Metallica singles chronology
| "Master of Puppets" (1986) | "Harvester of Sorrow" (1988) | "...And Justice for All" (1988) |

= Harvester of Sorrow =

1988 Metallica song

"Harvester of Sorrow" is a song by the American heavy metal band Metallica. It was released on August 28, 1988, as the first single from their fourth studio album, ...And Justice for All (1988). The song debuted at a live performance prior to the release of ...And Justice for All while the band was on the summer Monsters of Rock Tour in 1988 with Van Halen, Scorpions, Dokken and Kingdom Come. It was their first single featuring bassist Jason Newsted following his predecessor Cliff Burton's death.

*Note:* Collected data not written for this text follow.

PR #669, opened 2023-11-13
Require all packages to solve / compile and include all valid compilers in their metadata

thomashoneyman:
Fixes #577. Fixes #255. Fixes #696. Fixes #649. Fixes #527. Fixes #684. Fixes #570.

The core problem solved here is identifying what compilers are compatible with a specific package version, such as `aff@7.0.0`. We need this to support an oft-requested feature for Pursuit: filtering search results by a compiler version (or range). It's also useful for other things; for one, it allows us to add the compiler version as a constraint to the solver to produce a build plan that works with the specific compiler given.

Metadata files now include a `compilers` key in published metadata that lists either a bare version (the version used to publish the package) or an array of versions (the full set of compilers known to work with the package). The reason for two representations is that computing the full set of compilers can take a long time; this approach lets us upload the package right away and compute the rest of the valid compilers in a fixup pass. A bare version means the full set has not been computed yet.

All packages must now be solvable. We can't compile a package version if we can't fetch its dependencies, so this becomes a requirement for all packages.

There are only 2 scenarios in which we need to compute the available compilers for a package version:

1. A new package version is published
2. A new compiler version is published

This PR is focused on the first case, and we should do a followup for the second case. (The second case is straightforward, and @colinwahl's compiler versions script already essentially implements it. It's been omitted from this PR for brevity).

A new package version can be published via the legacy importer or via a user submitting an API call, but the result is the same: eventually the `publish` pipeline is run. For that reason I've decided to compute the compiler versions for a package version as part of the publish pipeline where we're already determining resolutions and building with a specific compiler. That centralizes the logic to a single place.

Therefore this PR centers on two things: trying compilers to find all that work for a package version at the end of publishing, and updating the legacy importer to determine a valid compiler version and resolutions before calling `publish`.

I've added some tests and I've run the legacy importer locally; it's about 500 packages in so far and every failure appears to be correct. More comments in the PR.

**Update 2026-01-07:** This now also contains #709, which restricts concurrency on jobs and adds a job executor loop.

PR #709, opened 2025-12-09
Job queue, matrix builder, concurrency control

### LINKED ISSUE #649: Proxy GitHub issue API calls to the registry server
Now that we have a registry server available at https://registry.purescript.org we can have GitHub jobs initiated via GitHub issues skip running a full build in GitHub Actions and instead proxy them to the registry server. The GitHub job can be a simple script (not even written in PureScript) that sends the request to the registry server, polls for logs, and — upon encountering a new log message — comments on the GitHub issue with that message.

This has a few advantages:

1. It allows us to test the registry server more thoroughly, since jobs are actually hitting the server
2. It allows us to tear out some of the GitHub-specific code and treat the GitHub issues as just another "package manager"
3. It allows us, if we wish, to tear out the Nix setup for GitHub Actions and just use basic built-in functionality to send the request and process results. A node script, for example, would get the job done just fine, and we don't have to bother managing things like caches on GitHub.
4. It will be faster since we don't have to build the whole registry-dev repository and load in its Nix dependencies before processing user issues — we can just immediately send off the request.
5. It allows us to disable concurrent jobs, manage the number of package sets releases per day, and otherwise control the incoming jobs we have instead of being forced into the independent actions workflows done by GitHub.

We don't have to move entirely off of Actions; we can, for example, still use it to initiate processes like the legacy importer. It's just that the processing itself will happen on the server.

### LINKED ISSUE #696: Control the concurrent running of registry jobs
The registry supports an API for publishing, unpublishing, and transferring packages, as well as running a compiler matrix for one or all packages and creating new package sets. These operations touch shared resources stored on GitHub and can have relationships among themselves; these factors mean that in the case of concurrent API calls we must carefully control in what order the registry schedules these operations.

Previously we couldn't do anything about concurrent jobs because we rely on GitHub Actions, but now that there's a proper registry server we can control things. Here are some factors to keep in mind:

1. **Jobs cannot be run concurrently because they may rely on shared Git resources.**
Most data about packages is stored in Git; no two jobs can run concurrently if they read from or write to shared Git resources due to the risk of conflicts. For example, publishing a package affects its metadata, manifest entry, and potentially the new-packages.json file, and it reads the metadata and manifest entries for its dependencies at their solved versions. For simplicity, we've started with the rule 'no jobs may run concurrently', but we may choose to allow some limited concurrency (for example, allow package set jobs to run concurrently with publish jobs).

2. **Jobs may have different priorities.**
Some jobs are more urgent than others. Publishing is more important than a package set update. Since jobs cannot be run concurrently, when multiple jobs arrive at once we put them into a queue. This queue must take the job's priority into account, such that if 10 jobs are in the queue and only one is a 'Publish' job, then it should be taken next regardless of the time it arrived.

3. **Jobs may depend on one another.**
Some jobs depend on other jobs. If two jobs arrive to publish packages A@1.0.0 and B@1.0.0, and package B depends on package A at a range that includes 1.0.0, then package A should be published before package B, regardless of the order they originally arrived in.

4. **Jobs may spawn other jobs.**
After a package version is published, we go on to compute the various compiler versions it is compatible with.

These factors mean we must queue jobs instead of starting them as soon as they arrive, and the queue must be more sophisticated than a simple FIFO — we have to consider the priority of the job and its potential dependencies on other jobs also in the queue. If we choose to allow limited concurrency, then we will also have to consider what resources the job uses and only run it so long as no other job uses the same resources.

### Job Types

There are three broad types of jobs that the registry runs:

1. Package jobs
A user may publish, unpublish, or transfer a package.

2. Matrix jobs
The registry tests all compiler versions against every package version that is published. These jobs are spawned in one of two ways. First, when a package version is published, the registry creates an independent compiler test job for every compiler version the registry supports. Second, when a new compiler version is released, registry maintainers can submit a matrix request to the API, which creates an independent test job for every package version in the registry at that compiler version.
 
3. Package set jobs
A user may submit a package set update that adds, upgrades, downgrades, or removes packages from the most recent package set (downgrade/remove can only be performed by registry maintainers).

Matrix jobs targeting many package versions are special because they cannot simply be added to the job queue in any order. Instead, matrix jobs must be topologically sorted and then inserted into the queue so that they can be popped from the queue in the correct order.

### System Overview
Currently, the registry works like this: when a new job is submitted to the API, we fork a new process that adds the job to the jobs table, runs the job, and then marks it as completed. However, this is unsuitable given the restrictions described above.

Instead, I propose a different model. The registry API exposes endpoints where you can submit jobs, but instead of executing them, we immediately store each job in the database. The registry server, at startup, forks a long-running job executor process that is responsible for selecting and executing jobs. At each tick (perhaps every second), the executor follows these steps: 

1. Find the highest-priority job available. If none are available, sleep, then return to (1). 
2. Execute the job. 
3. Mark the job completed and return to (1).

We broadly group jobs into three priority buckets; within any given bucket, jobs are picked up in first-come-first-served order.

1. Package Jobs (Publish/Unpublish/Transfer)
2. Matrix Jobs
3. Package Set Jobs

We include two mechanisms to prevent the job executor loop from either dropping jobs that were interrupted (such as by a server restart) or freezing if a job takes too long.

1. At startup, the executor will scan the database for jobs that have been started but not completed. If there is only one job, it will execute the job. If there are multiple jobs (somehow), then it will choose one to execute and will reset the ‘started’ time for the others.
2. When a job is started, the job executor holds on to the fiber that’s running the job and starts a timer. If the job exceeds the timeout, then the job executor will kill and retry the job. After N retries, the job is marked as failed.

We also give the job executor an extra responsibility, as it owns the queue: when the core repositories have too many commits (more than 100k), it should squash-commit the repositories before picking up the next job so as to make sure consumers of the repositories don’t have to fetch too much data.

### Matrix Jobs

A few extra notes about matrix jobs — these are a pairing of a compiler version and a package version where we compile the package and see what compilers it works with. This happens either post-publishing (we test all compilers against that package version) or on a new compiler release (we test the new compiler against all package versions).

These jobs have a couple extra quirks to them:

1. Matrix jobs are run individually but are conceptually a bulk action  — either "all compilers against package version X" or "compiler version X against all package versions". The reason we don't actually run them in bulk is because...
2. Matrix jobs are low priority, so package jobs like publishing, unpublishing, and transferring should take priority over matrix jobs. 
3. Matrix jobs can depend on each other because they look at the `compilers` metadata field for dependencies. Thus, for example, when testing a new compiler against all packages we need to topologically sort the jobs.

The issue with splitting a conceptual bulk action into individual jobs targeting a package version / compiler version is that we should be sure that the registry doesn't change in a way that would cause two matrix jobs against package a@x.y.z to have different results for any other reason than compilation failure. For example, if we run a few jobs against a@x.y.z, and then a dependency has a new version published, then the remaining jobs against a@x.y.z may solve to different build plans and could start failing. Or, if we choose to solve a matrix job at creation time and store the result in the queue, and then a dependency is unpublished, then the existing plan can fail.

I'm not entirely sure what the best approach is, here. I think we can get away with:

1. On a new compiler release, solve and topologically sort all the package versions, and then insert them into the matrix queue in order. We can then run the queue based on creation time alone.
2. On a new package publish, solve the matrix jobs right then and store it in the database with the job so if the registry state changes in the meantime the build plans are not affected.
3. On an unpublish job, verify whether this unpublish will affect any queued matrix jobs. If so, then update the solutions for those matrix jobs.

But I'm open to ideas to make this more robust.

### Database Design

Here is the current jobs table:

```sql
CREATE TABLE jobs (
  jobId text primary key not null,
  jobType text not null,
  packageName text not null,
  ref text not null,
  createdAt text not null,
  finishedAt text,
  success integer not null default 0
);
```

This design is unsuitable to capture the various job types and priority ordering we need. Instead, we should separate jobs into multiple tables by their coarse type (package job, matrix job, package set job). Priority selection is simply looking first at the package jobs table, then matrix jobs table, and so on.

```sql
-- Common job information table
CREATE TABLE job_info (
  jobId TEXT PRIMARY KEY NOT NULL,
  createdAt TEXT NOT NULL
  startedAt TEXT,
  finishedAt TEXT,
  success INTEGER NOT NULL DEFAULT 0
);

-- Package-oriented jobs (publish/unpublish/transfer)
CREATE TABLE package_jobs (
  jobId TEXT PRIMARY KEY NOT NULL,
  jobType TEXT NOT NULL,
  packageName TEXT NOT NULL,
  packageVersion TEXT NOT NULL,
  payload JSON NOT NULL,
  FOREIGN KEY (jobId) REFERENCES job_info (jobId)
);

-- Compiler matrix jobs (one compiler, all packages)
CREATE TABLE matrix_jobs (
  jobId TEXT PRIMARY KEY NOT NULL,
  packageName TEXT NOT NULL,
  packageVersion TEXT NOT NULL,
  compilerVersion TEXT NOT NULL,
  -- the build plan, which should be computed before the job is stored in the queue
  -- so that if multiple jobs targeting one package get interrupted by a higher-
  -- priority job then the build plan is not affected.
  payload JSON NOT NULL,
  FOREIGN KEY (jobId) REFERENCES job_info (jobId)
);

-- Package set jobs
CREATE TABLE package_set_jobs (
  jobId TEXT PRIMARY KEY NOT NULL,
  payload JSON NOT NULL,
  FOREIGN KEY (jobId) REFERENCES job_info (jobId)
); 
```

### Open Questions

* Did we ever figure out what to do if a package version is unpublished and other packages depend on that version specifically? Do we allow that? Do we cascade the breakage?

* GitHub Actions are a loophole that allows for jobs to be run concurrently regardless of what the server is doing. Any solution to this issue should also include #649.

f-f:
WIP, should fix #696, fix #649


f-f:
Main chunks of work to be done at this point:
- enqueuing/running matrix jobs, need to settle on a design for this. Current direction is "build plan is fixed at submission time, and we dynamically add jobs for dependent packages after a job is completed"
- enqueing/running package set jobs, need to figure out auth story for that
- return jobs from the API; need to spec it more:
  - do we keep backwards compatibility? Spago should keep working
  - what details do we return?
  - when returning a list we should allowing selecting queued/done/in progress jobs

fsoikin:
But the first two bullets can be implemented as separate changes, right? They're not needed for strict parity.

f-f:
@fsoikin the overall goal is to merge #669 ASAP, so that we can reupload the whole registry.
That can't be merged until we have guaranteed single job execution (#696, this PR, and #649, not yet in this PR but soon), because jobs would otherwise take too long and likely conflict. Splitting off compilation for different compilers is part of making the jobs faster and support keeping the compiler information up to date.

We could be doing all these changes in separate PRs but I don't see the point since they will all need to end up in the `compilers-in-metadata` branch since we can't merge to trunk until we have the whole package.

app/src/App/Server/Router.purs
```diff
@@ -0,0 +1,110 @@
...
+
+  _, _ ->
+    HTTPurple.notFound
+  where
+  insertPackageJob :: PackageOperation -> ContT Response (Run _) Response
+  insertPackageJob operation = do
+    lift $ Log.info $ "Enqueuing job for package " <> PackageName.print (Operation.packageName operation)
+    jobId <- newJobId
+    lift $ Db.insertPackageJob { jobId, payload: operation }
+    jsonOk V1.jobCreatedResponseCodec { jobId }
```
thomashoneyman: The old code checked for running jobs before creating new ones:

```purescript
lift (Db.runningJobForPackage packageName) >>= case _ of
  Right { jobId, jobType: runningJobType } -> ...
```

Looks like the duplicate checking is no longer there, is that intentional?

app/src/App/SQLite.js
```diff
@@ -11,49 +17,155 @@ export const connectImpl = (path, logger) => {
...
-    "UPDATE jobs SET success = @success, finishedAt = @finishedAt WHERE jobId = @jobId"
-  ).run(result);
+export const selectNextPackageJobImpl = (db) => {
+  const stmt = db.prepare(`
+    SELECT job.*, info.createdAt, info.startedAt
+    FROM ${PACKAGE_JOBS_TABLE} job
+    JOIN ${JOB_INFO_TABLE} info ON job.jobId = info.jobId
+    WHERE info.finishedAt IS NULL
+    AND info.startedAt IS NULL
+    ORDER BY info.createdAt DESC
```
thomashoneyman: Why `DESC` here? Don't we want the oldest job to go out first (FIFO), like it previously was? Same for the other `selectNext*` functions.

thomashoneyman:
Also the tests are failing because of a missing `version` field in the fixtures, see:
https://github.com/purescript/registry-dev/commit/5afab581a2c436a9167b6a5f5048a89ebebc7747

app/src/App/Effect/Db.purs
```diff
@@ -70,28 +102,52 @@ type SQLiteEnv = { db :: SQLite }
...
+
+  SelectLogsByJob jobId logLevel since reply -> do
+    { fail, success } <- Run.liftEffect $ SQLite.selectLogsByJob env.db jobId logLevel since
+    unless (Array.null fail) do
+      Log.warn $ "Some logs are not readable: " <> String.joinWith "\n" fail
+    pure $ reply success
+
+  DeleteIncompleteJobs next -> do
+    Run.liftEffect $ SQLite.deleteIncompleteJobs env.db
+    pure next
```
thomashoneyman: Are we sure we want to just delete incomplete jobs? Should they instead be re-inserted into the queue? For example, reset `startedAt` to NULL so the job is picked up again.

We may also want to put more effort into making partially-completed jobs more recoverable, such as making operations as close to idempotent as possible and having a way to sweep through and catch any only partially-complete operations and decide whether to roll them back or to retry and complete them.

thomashoneyman:
> Main chunks of work to be done at this point:

In addition to your list (some responses to that below), the other point that I'm not seeing here is that we need to ensure that the github issue module only proxies requests over to the server API and writes comments on 'notify' logs but does not actually execute e.g. the publish operation itself. Otherwise we've defeated the purpose of the pull request, as we can't enforce a lock on the git commits anymore.

> * enqueuing/running matrix jobs, need to settle on a design for this. Current direction is "build plan is fixed at submission time, and we dynamically add jobs for dependent packages after a job is completed"

This makes sense to me: start with no-dependency packages, and on completion we queue dependents that are satisfied by this package existing, propagate outwards.

> * enqueing/running package set jobs, need to figure out auth story for that

What do we need to do beyond what we have today? Today, we open an issue, `pacchettibotti` signs the payload via the GitHub Actions setup, and then the job is executed by the action. With the server, the only difference would be that this payload is submitted to the server API. I'm not sure I'm seeing what the additional auth issues are. We can also have a daily GitHub Action cron job that kicks off the daily package set updater, so as far as the server is concerned it's just receiving an authenticated package set update.

The same approach is used for transfers or unpublishing: open the issue as a `purescript/packaging` maintainer and it will be auto-signed by pacchettibotti. I like this because it's public.

app/src/App/Server/Router.purs
f-f: I have noticed as well, and I am reshuffling this part of the code to add this back, among other things.

I have been thinking about splitting the "package job" table as well into different tables for publish/unpublish/transfer, because they do require different checking (publishing/unpublishing needs to check for the tuple package name and version, transferring only needs to match the package name). Thoughts?

app/src/App/SQLite.js
f-f: Yeah I have noticed too, it should be `ASC`.

And it should probably not be `LIMIT 1` either, as we likely want to do some toposorting on the result. I have not figured out yet where we draw the line though, I wouldn't like to be toposorting thousands of matrix jobs over and over, so we might want keep the limit and toposort on insertion. But then we need to `ORDER BY` something else than creation date when fishing that out. Ideas?

app/src/App/Effect/Db.purs
f-f: Yes to both, I have the first item in my todo list (that is, resetting `startedAt` instead of deleting), and for the second item we should be reasonably good at it already, the publishing pipeline is fairly resilient at this point. We shall have another pass at it though.

f-f:
@thomashoneyman 

> Also the tests are failing because of a missing version field in the fixtures, see:
https://github.com/purescript/registry-dev/commit/5afab581a2c436a9167b6a5f5048a89ebebc7747

Yeah, I have not fixed that yet because I was not sure we need the version in there at all. Help me with reminding why we need the version now 😄 

Also: I see these are on a different branch? I will cherry-pick them here, and feel free to push new stuff here as well.

> the other point that I'm not seeing here is that we need to ensure that the github issue module only proxies requests over to the server API and writes comments on 'notify' logs but does not actually execute e.g. the publish operation itself

Yeah it's planned but I want to thread through the matrix jobs and the package set jobs to the database before going to the github interaction part. It might be a nice spot where we can parallelise work if you want to have a go at it. I will push the current state of my branch so you have the latest.

> The same approach is used for transfers or unpublishing: open the issue as a `purescript/packaging` maintainer and it will be auto-signed by pacchettibotti. I like this because it's public.

Yeah if you think it's straightforward then it probably is 😄 I have not looked at this chunk of code yet so I might be overthinking stuff.

I like the public aspect of the package set updates as well, and I in fact want to make it _public-only_, in the sense that I'd put the package-set server endpoints behind encryption/authentication (with just a simple shared secret for example) so that only the code that runs on github can hit them and we don't have to worry about things coming to the registry server from other places. No strong feelings about this though if you think it's too convoluted

thomashoneyman:
Ah, if you want it to be forced public then we could indeed do a shared secret we send in the HTTP header or something. I’d like transfer and unpublish to be public too — we could potentially remove the ability for pacchettibotti signatures to be valid for those and only the shared secret can be used as a trustee override?

f-f:
> Ah, if you want it to be forced public then we could indeed do a shared secret we send in the HTTP header or something. I’d like transfer and unpublish to be public too — we could potentially remove the ability for pacchettibotti signatures to be valid for those and only the shared secret can be used as a trustee override?

@thomashoneyman we can't make unpublish and transfer public-only: package maintainers should be able to do it at the CLI (with Spago or whatever else), with their keys and so on.

I am interested in making public-only the package-sets endpoint, but maybe that's unnecessarily extending the scope here and we should stick to the bare minimum, which is proxy the GitHub calls to the server. Let's do just that here and take the rest in a different PR.

app/src/App/SQLite.js
f-f: This is now `ASC`

thomashoneyman:
[9a8d1ba](https://github.com/purescript/registry-dev/pull/709/commits/9a8d1ba152b2116bc6c0ec8f95ae674720e1dc47) implements the "thin client" approach described in #649. The core idea is that `GitHubIssue.purs` no longer runs the full registry machinery locally — instead it acts as a lightweight proxy:

- Parse the issue body to determine operation type (publish, package-set update, or authenticated operations like unpublish/transfer)
- Re-sign authenticated operations with pacchettibotti credentials if submitted by a trustee
- POST to the registry API server at the appropriate endpoint
- Poll for job completion at `/v1/jobs/{id}`, using the since and level query parameters to fetch only new logs at INFO level or above
- Post logs as GitHub comments as they arrive (we can tweak this if we're posting too rapidly)
- Close the issue on success or leave it open with an error comment on failure

This tears out most of the heavy dependencies from the GitHub workflow — no more `Storage`, `Registry`, `PackageSets`, `Pursuit`, or `Source` effect interpreters. The GitHub job now only needs enough machinery to authenticate with GitHub, parse the operation, and make HTTP calls. The actual package processing happens on the server. The polling uses a 5-second interval with a 30-minute timeout. Logs are filtered to INFO level since DEBUG output would be too noisy for GitHub comments.

I added a couple of integration tests for GitHubIssue specifically which write the event to disk, then triggers the pipeline. The point of these is to test the operation completes, sure, but more specifically that we see the issue comments, issue close events, and trustee signing we expect. The file is kind of verbose with the helpers, but those helpers will come in handy later I hope for other tests!

Along the way I fixed a few other things I noticed:

- `app/src/App/SQLite.purs`: `selectJob` used `<|>` with `ExceptT`, but `Right Nothing` terminates the chain early. So jobs that _aren't_ publish jobs wouldn't get selected. Changed to use `firstJust` helper that continues searching when a job type isn't found. Also in the FFI fixed a missing `params` variable which was causing the test failures.
- `app/src/App/Server/JobExecutor.purs`: The job executor called `runEffects env` but `env.jobId` was `Nothing`, so logs weren't getting written to the DB. Fixed it by setting `envWithJobId = env { jobId = Just jobId }`.

thomashoneyman:
I put 6c023cfd86e383b4b1de7e3825d552821142aa92 in a separate commit because it's a bigger structural change — we no longer have any reason for a `COMMENT` effect since logs all go into the db and there's no direct connection to GitHub from the registry anymore.

But we do still need a way to indicate a log is more important than `INFO` but not quite a warning or error so it can be pushed as a comment to GitHub. Maybe Spago can do something with it too. To that end I added `NOTIFY` as a log level and replaced all usages of `comment` with it.

thomashoneyman:
I'm also interested in adding a few more package fixtures so that we can e2e test the job queue. For instance, send 5 jobs at the same time, or send jobs of varying types and make sure the result order is what we expect (a job was picked up in priority order, matrix jobs finished last, etc.), that the compiler matrix completes, and so on.

app/src/App/Server/Router.purs
fsoikin: But wait, why do we need to check for a running job? Just let them run I say.

thomashoneyman: I suppose so long as everything fails fast then there wouldn’t be much waste in just queuing up duplicsyes

f-f:
> I'm also interested in adding a few more package fixtures so that we can e2e test the job queue. For instance, send 5 jobs at the same time, or send jobs of varying types and make sure the result order is what we expect (a job was picked up in priority order, matrix jobs finished last, etc.), that the compiler matrix completes, and so on.

Yes. I have a WIP commit from last week for this, will wrap it up in the next day or so and push it. It implements the `jobs` endpoint, so we can query it and check that the jobs are run in the right order, and so on.

app/src/App/Server/Router.purs
f-f: Failing fast is very valuable because every job that runs needlessly is taking time away from the other ones, and we potentially have very long queues (e.g. when a new compiler appears). This check is very cheap so I think it's a no brainer to have it. I added it in c33a3ad81bb9c6823a9cd1e4ea67338a05c23fc9

f-f:
@thomashoneyman I added a few tests in e524f004c731e7df60f247bf8b3f607ac07e6a7e and 6dc01f0175bb0cb87e75e7633405742dd69f3ad6 - they pass but the new fixture makes something else fail, I'll have a look at that.

I wanted to cover the two scenarios for the matrix jobs, (1) new compiler being detected, and triggering a whole-registry recompile, and (2) jobs for each compiler after a package publish. Let me know if you have more scenarios in mind that we could test for.

nix/test/config.nix
```diff
@@ -243,6 +254,10 @@ let
   ];
 
   s3Files = [
+    {
+      name = "effect-4.0.0.tar.gz";
+      path = rootPath + "/app/fixtures/registry-storage/effect-4.0.0.tar.gz";
+    }
```
thomashoneyman: I hadn't included the effect tarball in fixtures because our primary test publishes effect@4.0.0 — so we'd expect that effect isn't _already_ in S3. Maybe this doesn't cause any issues? But that's why it hasn't been in the fixtures already.

app/src/App/SQLite.purs
```diff
@@ -196,19 +195,20 @@ type SelectJobRequest =
...
-  case fail of
-    [] -> runExceptT $ firstJust
-      [ selectPublishJobById logs
-      , selectMatrixJobById logs
-      , selectTransferJobById logs
-      , selectPackageSetJobById logs
-      , selectUnpublishJobById logs
-      ]
-    _ -> pure $ Left $ "Some logs are not readable: " <> String.joinWith "\n" fail
+  { fail: unreadableLogs, success: logs } <- selectLogsByJob db (JobId jobId) logLevel since
```
thomashoneyman, line 202: Are we actually getting "unreadable logs"? I'm surprised we'd be seeing any kind of decode error. Is there something we need to fix?

nix/test/config.nix
f-f: The publishing E2E happens just fine with this, as the S3 list response does not include the package.

We _need_ to put there some tarball that we publish, so we can test the enqueueing of the new matrix jobs for that package version (which pull the tarball we just published)

Ideally we'd have a wiremock with memory, so it would remember which data we pushed to it - but I suspect that would require writing a small mock server ourselves...

app/src/App/SQLite.purs
f-f: `logLineFromJSRep` returns a `Left` if it can't decode the timestamp or the log level. We currently decode everything fine, this is future proofing - worth reporting if we accidentally break something.

nix/test/config.nix
thomashoneyman: It is possible to set up wiremock with memory, I just didn't do it yet!

thomashoneyman: https://github.com/purescript/registry-dev/pull/713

The single contained two B-sides, both of which were cover songs: "Breadfan", originally by Budgie, and "The Prince", originally by Diamond Head. There was an error in the mastering of the recording: At the end of "Breadfan", a distorted voice can be heard saying "Mommy, where's Fluffy?". This was actually intended to be the intro to the next track, "The Prince". However, it was separated in the wrong place. The band decided not to correct this error when the tracks were included on their 1998 Garage Inc. compilation.

==Composition and lyrics==
"Harvester of Sorrow" is a thrash metal song that is five minutes and forty-five seconds long. It is played at an average tempo of 92 to 93 beats per minute. The pre-verse and verse riffs were originally from James Hetfield's 1987 demo for the song "Dyers Eve". After deciding that the riff did not fit within "Dyers Eve", the band demoed it within "Blackened", before eventually recording "Harvester of Sorrow" in 1988.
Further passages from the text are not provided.